In [None]:
#Run the following code to print multiple outputs from a cell
get_ipython().ast_node_interactivity = 'all'

# Explanatory Visualizations

In the class on Profiling, we learned how to create basic visualizations using matplotlib. These were *exploratory* visualizations, intended to help us understand our data before building models.

Over the next 2 class sessions, we'll be looking at how to create *explanatory* visualizations, which are graphs intended to convey a message about your analysis. To do this, we will be using the `plotnine` package, which is based on the structure of `ggplot()` graphs from R.

In this first worksheet, we will cover the following topics:

* the structure of `ggplot()` commands
* how to create basic visualizations (e.g., histograms, boxplots, bar charts, & scatter plots)

In the next worksheet, we will look at how to polish your graphs with title, axis labels, customized graph elements, and annotations.

First, let's import the file, "dataBeatport.csv", and save it in a variable called `df`. 

In [None]:
import pandas as pd
df = pd.read_csv("dataBeatport.csv")
df

## Structure of `ggplot()`

The graphs we will be building with `ggplot()` come from the `plotnine` package. Let's first import the package:

In [None]:
# imports everything from plotnine
from plotnine import *

Graphs in `ggplot()` are built in layers. Let's take a look at a basic scatter plot and break it down layer by layer:

In [None]:
(ggplot(df, aes(x = "artistSongs", y = "twitterFollowers")) +
   geom_point() +
   labs(title = "Songs Released by Artists vs. # of Twitter Followers",
       x = "# of songs released by the artist",
       y = "# of Twitter followers (in millions)") +
   scale_y_continuous(breaks = [5000000, 10000000, 15000000, 20000000],
       labels = ["5M", "10M", "15M", "20M"]) +
   annotate("text", x = 500, y = 20000000, label = "This is an Electro House artist"))

As you can see, each layer is separated with a `+` symbol. To avoid typing `\` to break each line, if you contain the entire code in `()`s, you can continue on to separate lines.

### 1. Aesthetic Mappings

Run the following code to see what the first layer does:

In [None]:
(ggplot(df, aes(x = "artistSongs", y = "twitterFollowers")))
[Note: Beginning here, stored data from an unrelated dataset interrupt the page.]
PR #1389, opened 2023-07-12
iam for access to secret manager

e-d-o-c:
WORK IN PROGRESS -  NOT READY FOR REVIEW

### Jira link

HOTT- 3617

### What?

I have added/removed/altered:

- [ ] Added iam role for the services to gain access to secret manager

### Why?

I am doing this because, it will allow the service to fetch redis url from secret manager


amberstarlight:
Is this ready for review now?

terraform/variables.tf
```diff
@@ -86,5 +86,5 @@ variable "base_domain" {
 
 variable "trade_tariff_oauth_secret" {
   description = "trade tarrif oauth secrets."
-  type        = "map"
+  type        = map(string)
```
amberstarlight, line 89:
```suggestion
  type        = string
```

I think this should just be a `string` here, because this is the value of `TRADE_TARIFF_OAUTH_SECRET`

terraform/iam.tf
```diff
@@ -0,0 +1,37 @@
...
+    resources = [
+      data.aws_kms_key.secretsmanager_key.arn
+    ]
+  }
+}
+
+resource "aws_iam_policy" "secrets" {
+  name   = "backend-execution-role-secrets-policy"
+  policy = data.aws_iam_policy_document.secrets.json
+}
```
amberstarlight, line 37: Can you run the pre-commit hooks? This is missing a newline at the end of the file.

amberstarlight (changes requested):

amberstarlight (approved):
Approved but we'll need to fix the smoketests before merging

PR #1390, opened 2023-07-13
HOTT-3268: This PR allows to generate the quota exclusion misalignment report

alexdesi:
### What?
This PR adds the report generator for the quota exclusion misalignment.

### Jira link

https://transformuk.atlassian.net/browse/HOTT-3268

### Why?

the UK data of measure geographical area exclusions and quota origin exclusions should have the same data.
In case of misalignment, we must report it to HMRC

### DIFF
--- a/app/lib/reporting/differences.rb
+++ b/app/lib/reporting/differences.rb
@@ -78,7 +78,7 @@ module Reporting
       @as_of = Time.zone.today.iso8601
     end
 
-    def generate
+    def generate(only: [])
       total_start = Time.zone.now
 
       methods = %i[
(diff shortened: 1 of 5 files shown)


app/lib/reporting/differences.rb
```diff
@@ -78,7 +78,7 @@ def initialize
       @as_of = Time.zone.today.iso8601
     end
 
-    def generate
+    def generate(only: [])
```
alexdesi, line 81: This is not strictly part of the PR,
but it's handy to generate only the report we need, for example, during development.

willfish (approved):

willfish (approved):

PR #1392, opened 2023-07-14
HOTT-3641: Extract shared component behaviour into concern

willfish:
### Jira link

https://transformuk.atlassian.net/browse/HOTT-3641

### What?

I have added/removed/altered:

- [x] Added Componentable module and extracted shared behaviour for MeasureConditionComponent and MeasureComponent

### Why?

I am doing this because:

- This is required to make changes in one place and to simplify a duplicated api
- **This is a non-functional refactor**

### DIFF
--- a/app/models/concerns/componentable.rb
+++ b/app/models/concerns/componentable.rb
@@ -1,0 +1,71 @@
+module Componentable
+  SMALL_PRODUCERS_QUOTIENT = 'SPQ'.freeze
+  LITERS_OF_PURE_ALCOHOL_QUALIFIER = 'LPA'.freeze
+  LITERS_QUALIFIER = 'LTR'.freeze
+
+  extend ActiveSupport::Concern
+
+  included do
+    plugin :time_machine
+
+    one_to_one :duty_expression, key: :duty_expression_id,
+                                 primary_key: :duty_expression_id do |ds|
+      ds.with_actual(DutyExpression)
+    end
+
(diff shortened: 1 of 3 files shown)


app/models/concerns/componentable.rb
```diff
@@ -0,0 +1,71 @@
+module Componentable
+  SMALL_PRODUCERS_QUOTIENT = 'SPQ'.freeze
+  LITERS_OF_PURE_ALCOHOL_QUALIFIER = 'LPA'.freeze
+  LITERS_QUALIFIER = 'LTR'.freeze
```
alexdesi, line 4: 👍  for not using just the acronyms!

app/models/concerns/componentable.rb
```diff
@@ -0,0 +1,71 @@
...
+      measurement_unit_code == 'ASV' && measurement_unit_qualifier_code == 'X'
+    end
+
+    def liters_of_pure_alcohol?
+      measurement_unit_code == 'LPA'
+    end
+
+    def ad_valorem?
+      monetary_unit_code.nil? &&
+        measurement_unit_code.nil?
```
alexdesi, line 60: nitpick: on a single line?

alexdesi (approved):
It all makes sense, 
my only concern is that "componentable" is a weak name (what's a component?)
I don't have a better name anyway :)

PR #1398, opened 2023-07-18
BAU: Fixes smoke test failures

willfish:
### Jira link

BAU

### What?

We created a method for presenting the description that is compatible with being indexed (and therefore full-text-searched in opensearch). This method was recently extended to consistently downcase descriptions. It also removes negation terms from a description as part of a negation service.

This highlighted that the wrong description (the indexed description) was being used in certain objects that are being presented in the backend search results api as indicated by smoketest failures.

By correcting this, our smoke tests should now pass since we're returning the correct `formatted_description` rather than the incorrect `description_indexed`

I have added/removed/altered:

- [x] Fixes references to the indexed descriptions of chapters/headings

### Why?

I am doing this because:

- These should always have been the formatted descriptions


amberstarlight (dismissed):
LGTM

PR #1399, opened 2023-07-18
HOTT-3639: Add presenter to override duty amount on alcohol excise units

willfish:
### Jira link

https://transformuk.atlassian.net/browse/HOTT-3639

https://dev.trade-tariff.service.gov.uk/commodities/2203000100?day=21&month=8&year=2023#vat_excise

UK

image

XI

image

### What?

For ASVX condition components on excise alcohol measures we need to coerce the
first duty amount to be balanced so its no longer making adjustments to handle
liters/hectoliter conversion.

For ASV condition components on excise alcohol measures the ASV part is presenting too small `0.01` instead of `1.00%` and this is incorrect.

I have added/removed/altered:

- [x] Added presentation adjustments to alcohol duty amounts for ASVX
- [x] Added presentation adjustments to alcohol condition duty amounts for ASV

### Why?

I am doing this because:

- This is required so that the presentation of the duty amount reflects the legislation/intended duty amounts

### DIFF
--- a/app/lib/trade_tariff_backend.rb
+++ b/app/lib/trade_tariff_backend.rb
@@ -269,7 +269,12 @@ module TradeTariffBackend
     end
 
     def excise_alcohol_coercian_starts_from
-      Date.parse(ENV.fetch('ALCOHOL_COERCIAN_STARTS_FROM', '2023-08-01'))
+      @excise_alcohol_coercian_starts_from ||= Date.parse(
+        ENV.fetch(
+          'ALCOHOL_COERCIAN_STARTS_FROM',
+          '2023-08-01',
+        ),
+      )
     end
 
     def revision
--- a/app/lib/trade_tariff_backend.rb
+++ b/app/lib/trade_tariff_backend.rb
@@ -268,6 +268,10 @@ module TradeTariffBackend
       ENV.fetch('OPENSEARCH_DEBUG', 'false') == 'true'
     end
 
+    def excise_alcohol_coercian_starts_from
+      Date.parse(ENV.fetch('ALCOHOL_COERCIAN_STARTS_FROM', '2023-08-01'))
+    end
+
     def revision
       @revision ||= begin
         File.read(REVISION_FILE).chomp if File.file?(REVISION_FILE)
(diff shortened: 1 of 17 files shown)


app/lib/trade_tariff_backend.rb
```diff
@@ -268,6 +268,10 @@ def opensearch_debug
       ENV.fetch('OPENSEARCH_DEBUG', 'false') == 'true'
     end
 
+    def excise_alcohol_coercian_starts_from
+      Date.parse(ENV.fetch('ALCOHOL_COERCIAN_STARTS_FROM', '2023-08-01'))
```
willfish, line 272: Memoize me

app/presenters/api/v2/measures/measure_condition_presenter.rb
```diff
@@ -0,0 +1,73 @@
+module Api
+  module V2
+    module Measures
+      class MeasureConditionPresenter < WrapDelegator
+        delegate :excise_alcohol_coercian_starts_from, to: TradeTariffBackend
+
+        ALCOHOL_PERCENTAGE_MEASUREMENT_UNIT_CODE = 'ASV'.freeze
```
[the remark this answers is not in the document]
willfish: The acronym stands for that, yeah.

app/presenters/api/v2/measures/measure_condition_presenter.rb
```diff
@@ -0,0 +1,74 @@
...
+          end
+        end
+
+        private
+
+        attr_reader :measure, :measure_condition
+
+        def apply_coerced_condition_duty_amount_conversion_factor?
+          return false if Time.zone.today < excise_alcohol_coercian_starts_from
+          return false if MeasureCondition.point_in_time.present? && MeasureCondition.point_in_time < excise_alcohol_coercian_starts_from
```
alexdesi, line 63: These are duplicated, but it's now a big deal thb.

alexdesi (dismissed):
nice one!
just a minor small comment, but it's totally fine for now.
🚢 🇮🇹

app/presenters/api/v2/measures/measure_condition_presenter.rb
willfish: I think any solution solving the duplication would be worse/more complex than just having a bit of duplication, here for the moment so going to leave it for now. You are right, though

PR #1407, opened 2023-07-26
API - exchange_rate_period: Monthly exchange rates

shjohnson:
### Jira link

[HOTT-3475](https://transformuk.atlassian.net/browse/HOTT-3475)

### What?

I have added/removed/altered:

- [ ] Created serializers for exchange rate list, exchange rates and files
- [ ] Create api for returner the JSON api schema with tests


app/models/exchange_rate_currency_rate.rb
```diff
@@ -15,6 +15,10 @@ def spot_rate?
     [3, 12].include?(validity_start_date.month) && validity_start_date.day == 31 && validity_end_date.nil?
   end
 
+  def countries
```
shjohnson, line 18: Sorry il remove this, this is from a rebasing issue

app/models/exchange_rates/rates_list.rb
```diff
@@ -0,0 +1,45 @@
...
+    def exchange_rate_ids
+      exchange_rates.map(&:id)
+    end
+
+    class << self
+      def build(month, year)
+        rates_list = new
+        rates_list.year = year
+        rates_list.month = month
+        rates_list.publication_date = '2023-06-22T00:00:00.000Z'
```
shjohnson, line 26: This i need to fix and was going to discuss later as we are adding a new table

shjohnson:
Just noticed few test files might not have been included in the last rebase will check out 👀

app/controllers/api/v2/exchange_rates/monthly_exchange_rates_controller.rb
```diff
@@ -0,0 +1,40 @@
+module Api
+  module V2
+    module ExchangeRates
+      class MonthlyExchangeRatesController < ApiController
+        def show
+          if month.nil? || year.nil?
+            render json: { "errors": [{ "detail": 'not found' }] }, status: :not_found
+          else
+            render json: serialized_exchange_rates_list
+          end
```
alexdesi, line 10: what about positive scenario first?
```
if month && year
              render json: serialized_exchange_rates_list
else
...
```

app/models/exchange_rate_currency_rate.rb
```diff
@@ -44,6 +48,16 @@ def by_year_and_month(month, year = Time.zone.today.year)
...
         .order(Sequel.desc(:validity_start_date))
     end
+
+    def files_for_year_and_month(month, year = Time.zone.today.year)
+      return if month.blank? || year.blank?
+
+      start_of_month = Time.zone.parse("#{year}-#{month}-01").beginning_of_month
+      end_of_month = start_of_month.end_of_month
+
+      where { (validity_start_date >= start_of_month) & (validity_start_date <= end_of_month) }
```
alexdesi, line 58: not sure here,
could we use here the "TimeMachine"?

alexdesi (commented):
need to finish the review, just a couple of comment for now

app/models/exchange_rate_currency_rate.rb
shjohnson: hmm I dont think so, i think this would be slightly different but good to raise!

app/models/exchange_rate_currency_rate.rb
```diff
@@ -81,6 +95,15 @@ def max_year
         &.year.presence || Time.zone.today.year
     end
 
+    def max_month
```
alexdesi, line 98: what about calling this `most_recent_month`,
also, silly question, where is it used?

app/models/exchange_rates/exchange_rate_file.rb
```diff
@@ -0,0 +1,25 @@
+module ExchangeRates
+  class ExchangeRateFile
```
maverickvi, line 2: We already have this class in app/models, why not use that?

app/models/exchange_rates/rates_list.rb
```diff
@@ -0,0 +1,45 @@
...
+        rates_list.year = year
+        rates_list.month = month
+        rates_list.publication_date = exchange_rate_files(month, year).first.publication_date
+        rates_list.exchange_rate_files = exchange_rate_files(month, year)
+        rates_list.exchange_rates = exchange_rates(month, year)
+        rates_list
+      end
+
+      def exchange_rate_files(month, year)
+        files = ExchangeRateCurrencyRate.files_for_year_and_month(month, year)
```
maverickvi, line 33: You can use ExchangeRateFile.where(month:, year:) here and you can delete the duplicate ExchangeRateFile class in app/models/exchange_rates

app/models/exchange_rates/exchange_rate.rb
```diff
@@ -0,0 +1,37 @@
+module ExchangeRates
+  class ExchangeRate
```
maverickvi, line 2: why not use the ExchangeRateCurrencyRate class?

shjohnson: reason for not using the other file is it this one has different attributes and didnt think worth adding them to the save model and the DB?

app/controllers/api/v2/exchange_rates/monthly_exchange_rates_controller.rb
```diff
@@ -0,0 +1,40 @@
+module Api
+  module V2
+    module ExchangeRates
+      class MonthlyExchangeRatesController < ApiController
+        def show
+          if month && year
+            render json: serialized_exchange_rates_list
+          else
+            render json: { "errors": [{ "detail": 'not found' }] }, status: :not_found
```
willfish, line 9: I think we can just raise an exception to be more idiomatic with the rest of the controllers?

willfish: Okay this is a can of  :worm: :worm:

willfish (approved):

willfish (approved):

PR #1634, opened 2023-12-14
HOTT-4578: Enable ancestor search on negated descriptions

willfish:
### Jira link

https://transformuk.atlassian.net/browse/HOTT-4578

### What?

I have added/removed/altered:

- [x] Adds negated ancestor descriptions to the commodities index
- [x] Adds negated descriptions to the chapters index
- [x] Adds negated descriptions to the headings index
- [x] Extended negated descriptions handling to support more sophisticated scenarios
- [x] Adds ancestor descriptions to the commodity index

### Why?

I am doing this because:

- This significantly improves the way the results are returned in legacy
search and is being driven by our client.
- The ancestor descriptions will enable us to contextualise commodity descriptions that are simply "Other"


app/services/search_service/fuzzy_search/goods_nomenclature_query.rb
```diff
@@ -6,70 +6,82 @@ def query(query_opts = {})
...
               },
             },
             size: INDEX_SIZE_MAX,
           },
         }
       end
+
+      def multi_match_part(query_opts = {})
+        query = {
+          # match the search phrase
```
willfish, line 65: This comment is a lie - we'd want shingles if we wanted to match a phrase. Remove me

spec/factories/goods_nomenclature_factory.rb
```diff
@@ -38,6 +38,10 @@
     after(:create) do |gono, _evaluator|
       if gono.associations[:goods_nomenclature_indents]
         gono.associations[:goods_nomenclature_indents].all?(&:save)
+        # We clear associations that rely on nested set that might have been
+        # loaded before the nested set tree node view was refreshed
+        gono.associations.clear
```
jebw, line 43: Would it make sense to only clear the tree nodes and do it after the refresh has happened?

willfish: We could but it makes no difference.

shjohnson (dismissed):
LGTM

PR #1636, opened 2023-12-15
HOTT-4628: Extend Backend ErrorsController

rasikasri:
### Jira link

<[HOTT-4623](https://transformuk.atlassian.net/browse/HOTT-4628)>

### What?

I have added/removed/altered:

- [ ] Added actions in the controller for the missing error handling actions

### Why?

I am doing this because:

- There are certain exceptions in which are mapped in the default Rails behaviour to actions we don’t currently support
-
-

### Have you? (optional)


spec/requests/errors_controller_spec.rb
```diff
@@ -75,4 +75,28 @@
   describe 'GET #serice_unavailable' do
     it_behaves_like 'a csv or json error response', 503, 'Service is unavailable'
   end
+
+  describe 'GET #maintenance' do
```
alexdesi, line 79: `def maintenance` didn't have a spec.

willfish (dismissed):
LGTM

spec/requests/errors_controller_spec.rb
jebw: We've already got a separate feature spec for maintenance mode so this isn't required, see

`spec/features/maintenance_mode_spec.rb`

jebw (changes requested):
Looks good but we have already got a separate feature spec for maintenance mode?

willfish (approved):

willfish (approved):

willfish:
The feature spec for the maintenance mode is a bit different from the plumbing tests of the errors even though it piggy backs off of the same errors

PR #1644, opened 2023-12-21
HOTT-4446: Adds HEALTHCHECK

willfish:
### Jira link

https://transformuk.atlassian.net/browse/HOTT-4449

### What?

ECS healthchecks are managed separately:

https://docs.aws.amazon.com/AmazonECS/latest/APIReference/API_HealthCheck.html

I have added/removed/altered:

- [x] Added HEALTHCHECK to Dockerfile
- [x] Make Dockerfile run locally with minimum-required configuration

### Why?

I am doing this because:

- This is remediation work from our pentest report

### DIFF
--- a/.env.development
+++ b/.env.development
@@ -15,6 +15,7 @@ MERGED_XI_UK_DATABASES=true
 NESTED_SET_SUBHEADINGS=true
 PERMUTATIONS=true
 PGHOST=localhost
+PORT=3000
 REPORTING_CDN_HOST=https://reporting.trade-tariff.service.gov.uk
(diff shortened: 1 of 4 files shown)


.env.development
```diff
@@ -15,6 +15,7 @@ MERGED_XI_UK_DATABASES=true
 NESTED_SET_SUBHEADINGS=true
 PERMUTATIONS=true
 PGHOST=localhost
+PORT=3000
```
willfish, line 18: Explicit, here, so we have a port to override the default image port of 8080

amberstarlight (approved):
Great stuff!

PR #1650, opened 2024-01-03
Add filter for GreenLanes::Categorisation.

alexdesi:
### Jira link
https://transformuk.atlassian.net/browse/HOTT-4351

### What?
Add filter for GreenLanes::Categorisation.

### DIFF
--- a/app/models/green_lanes/categorisation.rb
+++ b/app/models/green_lanes/categorisation.rb
@@ -31,6 +31,18 @@ module GreenLanes
       def all
         @all ||= load_from_file
       end
+
+      def filter(regulation_id:, measure_type_id:, geographical_area: nil)
+        return [] if regulation_id.blank? || measure_type_id.blank?
+
+        all.select { |c| c.match?(regulation_id:, measure_type_id:, geographical_area:) }
+      end
+    end
+
+    def match?(regulation_id:, measure_type_id:, geographical_area: nil)
+      regulation_id == self.regulation_id &&
+        measure_type_id == self.measure_type_id &&
+        (geographical_area.nil? || geographical_area == self.geographical_area)
     end
 
     class InvalidFile < RuntimeError; end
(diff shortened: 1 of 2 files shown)


app/models/green_lanes/categorisation.rb
```diff
@@ -31,6 +31,18 @@ def load_from_string(data)
       def all
         @all ||= load_from_file
       end
+
+      def filter(regulation_id:, measure_type_id:, geographical_area: nil)
+        return [] if regulation_id.blank? || measure_type_id.blank?
+
+        all.select { |c| c.match?(regulation_id:, measure_type_id:, geographical_area:) }
```
jebw, line 38: super minor suggestion but you could just use `...` to pass all params through?

spec/models/green_lanes/categorisation_spec.rb
```diff
@@ -101,4 +101,46 @@
...
+      subject(:categorisation_filter) do
+        described_class.filter regulation_id: 'D000004', measure_type_id: '430', geographical_area: 'US'
+      end
+
+      it { expect(categorisation_filter.first).to have_attributes regulation_id: 'D000004', measure_type_id: '430' }
+    end
+
+    context 'when geographical_area does not match' do
+      subject(:categorisation_filter) do
+        described_class.filter regulation_id: 'D000004', measure_type_id: '430', geographical_area: 'unexisting'
```
jebw, line 139: how about `non-existant` ? `unexisting` isn't really a word AFAIK?

spec/models/green_lanes/categorisation_spec.rb
```diff
@@ -101,4 +101,46 @@
...
+      end
+
+      it { is_expected.to be_an Array }
```
jebw, line 142: TIL - `be_an` :smile:

jebw (approved):
LGTM - couple of really minor suggestions

app/models/green_lanes/categorisation.rb
alexdesi: in this case I'd prefer to be more explicit

spec/models/green_lanes/categorisation_spec.rb
alexdesi: good point, I'll chat it.
Strangely some dictionaries still report it as a proper word, but they consider "non-existent"   wrong now.

jebw (approved):
Nice, super clean!

PR #1652, opened 2024-01-03
HOTT-4737: Move storage of Permutations data to S3 bucket

rasikasri:
### Jira link

[HOTT-4737](https://transformuk.atlassian.net/browse/HOTT-4737)

### What?

I have added/removed/altered:

- [x] Added functionality to read categorisation file from s3 bucket

### Why?

I am doing this because:

- We need to keep the permutations json file private longer term so plan is to add it to the existing persistence S3 bucket
-
-

### Have you? (optional)


jebw (dismissed):
LGTM :raised_hands:

spec/models/green_lanes/categorisation_spec.rb
```diff
@@ -104,6 +104,45 @@
...
+          "geographical_area": "1000",
+          "document_codes": [],
+          "additional_codes": []
+        }]'
+    end
+
+    context 'when the file exists in S3' do
+      subject(:s3_categories) { described_class.load_from_s3 }
+
+      # rubocop:disable RSpec/MessageChain
```
willfish, line 123: So I personally don't mind message chains. Should we just add this to the rubocop config file?

rasikasri: Here I tried to avoid message chains and allow any instance by mocking `Rails.application.config.persistence_bucket`, but it is not possible as it is a frozen object. In other places probably you can avoid message chain by using mock object. So I not sure if we need to disable this cop globally. Having said that, I am not sure what is the issue of using message chain either.

jebw: Yeh, I'd agree @willfish  we could just disable that rubocop rule globally?

willfish: Yeah, I also can't see how that object is frozen in the initialiser but probably I'm missing something and it's not super important anyway

rasikasri: OK, I'll move it to global level then.

jebw (changes requested):
Sorry to be a pain - looks like we've talked at cross purposes around rspec rules

* AnyInstance rule - this should still be enforced globally with rubycop comments in specs where unavoidable
* MessageChain - this should be disabled globally because we don't mind this one

rasikasri:
> Sorry to be a pain - looks like we've talked at cross purposes around rspec rules
> 
> * AnyInstance rule - this should still be enforced globally with rubycop comments in specs where unavoidable
> * MessageChain - this should be disabled globally because we don't mind this one

I think I missundersoot that. Now it is corrected

jebw (approved):
LGTM :raised_hands:

PR #1655, opened 2024-01-04
Fix average rate creation bugs

shjohnson:
### Jira link

HOTT-4754

### What?

I have added/removed/altered:

- [ ] Improved avg rate service to catch instances where a country might have been a live country but actually the test cases didnt cover if a rate wasnt valid for that period (ie not covering the full 12 periods)
- [ ] Improved some wording around comments
- [ ] Fixed bug where service would have created a rate no matter when the country was live or not
- [ ] Remove uneeded method `live_last_twelve_months`
- [ ] Changed validity start period to be the beginning of the first month 11 months previous to the run date

### Why?

I am doing this because:

- Previously the avg rate task would have generated a rate for any countries that had a live rate in the last 12 months
-
-

### DIFF
--- a/app/services/exchange_rates/create_average_exchange_rates_service.rb
+++ b/app/services/exchange_rates/create_average_exchange_rates_service.rb
@@ -2,7 +2,7 @@ module ExchangeRates
   class CreateAverageExchangeRatesService
     # Creates the average rates for countries that have had a live rate the last 12 months and upload the file
 
-    VALID_MONTHS = [4, 12].freeze
+    VALID_MONTHS = [3, 12].freeze
     VALID_DAY = 31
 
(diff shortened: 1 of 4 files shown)


app/services/exchange_rates/create_average_exchange_rates_service.rb
```diff
@@ -2,7 +2,7 @@ module ExchangeRates
   class CreateAverageExchangeRatesService
     # Creates the average rates for countries that have had a live rate the last 12 months and upload the file
 
-    VALID_MONTHS = [4, 12].freeze
+    VALID_MONTHS = [3, 12].freeze
```
willfish, line 5: :raised_hands:

willfish (approved):

PR #1658, opened 2024-01-08
HOTT-4736: Restrict access to new APIs

rasikasri:
### Jira link

[HOTT-4736](https://transformuk.atlassian.net/browse/HOTT-4736)

### What?

I have added/removed/altered:

- [ ] Added access control to green lane api

### Why?

I am doing this because:

- we need to restrict access to green lanes api for selected users

### Have you? (optional)


jebw (commented):
Looks good. You could avoid the duplication on the auth specs by moving them to a shared example? No strong feeling on that though because at this point thats only one level of duplication.

Unless I'm missing something though the auth specs are missing a check for no auth header? I've done some manual testing and it works the right way but should still have a spec for it?

jebw (approved):
Awesome! nice pattern we can use for future in development APIs as well :raised_hands:

spec/requests/api/v2/green_lanes/categorisation_controller_spec.rb
```diff
@@ -1,15 +1,25 @@
 require 'rails_helper'
 
 RSpec.describe Api::V2::GreenLanes::CategorisationsController do
+  before do
```
willfish, line 4: We ought to not mock the env if we can help it

willfish: Can we maybe encapsulate the env var in the application config module TradeTariffBackend and mock that?

rasikasri: Done this with moving to TradeTariffBackend and mocking it instead of ENV

willfish (approved):

PR #1659, opened 2024-01-08
HOTT-4814 Disable ETag caching for exchange rates

jebw:
### Jira link

HOTT-4814

### What?

I have added/removed/altered:

- [x] Prevents ExchangeRates giving out invalid cache info to the frontend

### Why?

I am doing this because:

- ExchangeRates API responses are getting cached and should not be

- May increase backend load on server

### DIFF
--- a/app/controllers/api/v2/exchange_rates/base_controller.rb
+++ b/app/controllers/api/v2/exchange_rates/base_controller.rb
@@ -2,6 +2,8 @@ module Api
   module V2
     module ExchangeRates
       class BaseController < ApiController
+        include NoCaching
+
         before_action :validate_exchange_rate_type
 
         private


shjohnson (approved):

app/controllers/api/v2/exchange_rates/base_controller.rb
```diff
@@ -2,6 +2,8 @@ module Api
   module V2
     module ExchangeRates
       class BaseController < ApiController
+        include NoCaching
```
willfish, line 5: I guess this is easier than tracking the events that drive the exchange rate changes

willfish (approved):

app/controllers/api/v2/exchange_rates/base_controller.rb
jebw: Yes, it is possible to generate appropriate ETags but its a bigger change since at the moment we lack an identifier for when the S3 contents are updated. 

Hence conclusion was to just remove the caching - that being said it sounds like the underlying issue wasn't ETags anyway but this is lowest hanging fruit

In the first layer, you set up the graph, stating which variables map to which element of your graph. Here, we're indicating which variables will be on the x- and y-axes.

### 2. Geometric Function

In the next layer, we indicate the type of graph we'll be drawing. Here, we've indicated that we want to draw points on our graph (i.e., a scatter plot):

In [None]:
(ggplot(df, aes(x = "artistSongs", y = "twitterFollowers")) +
   geom_point())

The main types of graphs you can create are:

* `geom_point()` - scatter plot
* `geom_histogram()` - histogram
* `geom_density()` - density histogram
* `geom_boxplot()` - boxplot
* `geom_bar()` - bar chart
* `geom_line()` - line graph
* `geom_smooth()` - smoothed line (e.g., a regression line)

### 3. Labels and Scales

Next, we can customize the graph with labels using `lab()`:

In [None]:
(ggplot(df, aes(x = "artistSongs", y = "twitterFollowers")) +
   geom_point() +
   labs(title = "Songs Released by Artists vs. # of Twitter Followers",
       x = "# of songs released by the artist",
       y = "# of Twitter followers (in millions)"))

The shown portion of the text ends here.